Work task.
Scan the material for the word "instead", then return every line where it appears.
----------
PR #70, opened 2017-08-06
Add recipes for endroid libraries

endroid:
| Q             | A
| ------------- | ---
| License       | MIT

### DIFF
--- a/endroid/asset/1.0/config/packages/endroid_asset.yaml
+++ b/endroid/asset/1.0/config/packages/endroid_asset.yaml
@@ -1,0 +1,2 @@
+endroid_asset:
+    public_dir: '%kernel.project_dir%/public'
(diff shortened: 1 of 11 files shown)


stof:
@endroid to get a better experience when using flex, you should split bundles into separate packages than the library (with a dependency on the library of course). This gets you several benefits:

- the bundle can be autoregistered in the kernel by flex instead of forcing to use manual registration (not that handy in flex projects), as the package can then have the type `symfony-bundle`.
- composer requirements can be used to tell composer about which versions of Symfony are supported, allowing you to drop support for older versions of Symfony without breaking everything (if you don't have requirements, Composer will consider that any version of Symfony is fine with your bundle, instead of using the older version of the bundle supporting the old Symfony version being used)

endroid:
Hi @stof thank you for you input. I am aware that separating the library from the bundles would be better. The only reason I merged them at a certain point is that I did not have enough time to maintain too many repositories and dependencies so at a moment I decided to keep them together to keep things easier for myself though I really rather kept them separated from an architectural point of view. Personally I experience a lot less mentions about people having trouble installing the library so I can focus more on what I want to build.

Last week I set the package type to "symfony-bundle" to work around the first issue, which is not 100% correct but I am now able to auto-register the bundles inside the library and register an optional demo bundle included in the library for the dev environment.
----------
Output of the task.
- the bundle can be autoregistered in the kernel by flex instead of forcing to use manual registration (not that handy in flex projects), as the package can then have the type `symfony-bundle`.
- composer requirements can be used to tell composer about which versions of Symfony are supported, allowing you to drop support for older versions of Symfony without breaking everything (if you don't have requirements, Composer will consider that any version of Symfony is fine with your bundle, instead of using the older version of the bundle supporting the old Symfony version being used)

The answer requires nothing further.